Part of the problem is that I haven't managed to merge the SIGCAP patches (help there from someone who understands the signal delivery mechanism would be welcome!) and so currently SIGTRAP is overloaded here to mean both:

 - Here is a signal that the program can catch and handle and use to emulate.
 - Here is something that the debugger can watch for and help when debugging Capsicum violations.
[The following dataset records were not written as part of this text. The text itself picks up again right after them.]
Issue #741, opened 2024-07-11
Some codes failed `-Werror=float-equal` compiler flag, please fix it.


jymchng:
Example error message.

```
/root/c_projects/c_template_two/build/coverage/_deps/unity-src/src/unity.c: In function ‘UnityPrintFloat’:
/root/c_projects/c_template_two/build/coverage/_deps/unity-src/src/unity.c:355:16: error: comparing floating-point with ‘==’ or ‘!=’ is unsafe [-Werror=float-equal]
  355 |     if (number == 0.0f)
      |                ^~
/root/c_projects/c_template_two/build/coverage/_deps/unity-src/src/unity.c:422:52: error: comparing floating-point with ‘==’ or ‘!=’ is unsafe [-Werror=float-equal]
  422 |         if ((n & 1) && (((UNITY_DOUBLE)n - number) == 0.5f))
      |                                                    ^~
```

PR #770, opened 2025-03-09
Fix failed build with compile flag: -Werror=float-equal (#741)

artem-sharipov:
This is the fix for issue #741.

Briefly, compilation with the `-Werror=float-equal` flag **failed**.

The cause of the errors was the direct comparison of a floating-point number to another number in three places in the source, two of which are listed in the issue #741. The third error location is the implementation of the number check for NaN - `UNITY_IS_NAN(n)`. In fact, a check of the form `n != n` allows us to determine whether a number `n` is a NaN when there is no way to use `isnan()`. In this case, a direct comparison of a floating-point number is acceptable because the number is being compared to itself, but the compiler flag does not make an exception in this case, so the implementation of the NaN check has been changed.

Elsewhere in the code, the value `epsilon` was introduced to solve the problem. `epsilon` is the error by which one number can be equal to another number. This error occurs because of the finite precision of the computer system's representation of real numbers. For this reason, floating point numbers cannot be directly compared using the `==` and `!=` operators. The numerical `epsilon` corresponds to the precision of the representation of floating point numbers, which is determined by the data type (`float` or `double`). 

The presence of the problem was verified as follows:
1. in the `examples/example_1/makefile` I added the line `CFLAGS += -Werror=float-equal`;
2. ran make in the directory `examples/example_1/`;
3. saw that the build failed with the errors described in the issue #741.

After making the changes to the code, I repeated step 2 and checked that there were no more build errors.

### DIFF
--- a/src/unity.c
+++ b/src/unity.c
@@ -337,10 +337,12 @@ void UnityPrintFloat(const UNITY_DOUBLE input_number)
     static const int sig_digits = 9;
     static const UNITY_INT32 min_scaled = 100000000;
     static const UNITY_INT32 max_scaled = 1000000000;
+    static const UNITY_DOUBLE epsilon = UNITY_DOUBLE_PRECISION;
 #else
     static const int sig_digits = 7;
     static const UNITY_INT32 min_scaled = 1000000;
     static const UNITY_INT32 max_scaled = 10000000;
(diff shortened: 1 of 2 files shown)


artem-sharipov:
The force push only for verified signature of commit.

For the second case, x0 needs to contain ENOTCAPABLE / ECAPMODE so that code around it can work well with graceful fallback (e.g. we're failing because of cap mode, try an openat thing instead).  For the first case, we want the original x0 and *may* replace the return value with a success value if we emulate correctly but may also pass it on for the wrapped code to try its own emulation.

The nice thing is that anything in the first category is definitely writing architecture-specific (and os-specific) code and so can look in x9.  I'm not sure when the extra value in x10 is useful.  If x9 is set unconditionally for capsicum-triggered SIGTRAP in newer kernels, you still can't use a value in x10 to detect whether it's happened because, if it hasn't, x10 may still have whatever value you choose as a marker, left over from whatever the caller put in there.
Comment 5 David Chisnall freebsd_committer 2023-09-19 08:55:29 UTC
I'm not sure what the `mc->mc_gpregs.gp_elr` modification is for in the link register.  The PC is set to the instruction after the syscall return in the signal handler and so you shouldn't need to skip any instructions.
Comment 6 Kyle Evans freebsd_committer 2023-09-19 14:20:04 UTC
(In reply to David Chisnall from comment #5)

heh, sorry, yeah- that was a remnant from playing with other signal scenarios from a while ago where elr's not necessarily advanced (e.g., __builtin_trap())
Comment 7 Kyle Evans freebsd_committer 2023-09-19 15:43:03 UTC
(In reply to David Chisnall from comment #4)

re: x10, I was mainly proposing its use within the kernel to decide what it needs to do with x0/x9, not something that an application can rely on. I'm not sure that we have anywhere else useful in the trapframe to smuggle that kind of indication through from beginning to end of syscall handling.
Comment 8 David Chisnall freebsd_committer 2023-09-19 15:59:31 UTC
(In reply to Kyle Evans from comment #7)
I think if syscall entry copies x0 of x9 in the trap frame, then no other code needs to care.  The calling convention for the syscall says that x9 is allowed to be clobbered, so nothing on the caller side may rely on it being stable.  If there isn't a signal, it's just a callee-save register that changed as permitted.  If there is a signal, the signal handler can pick it up.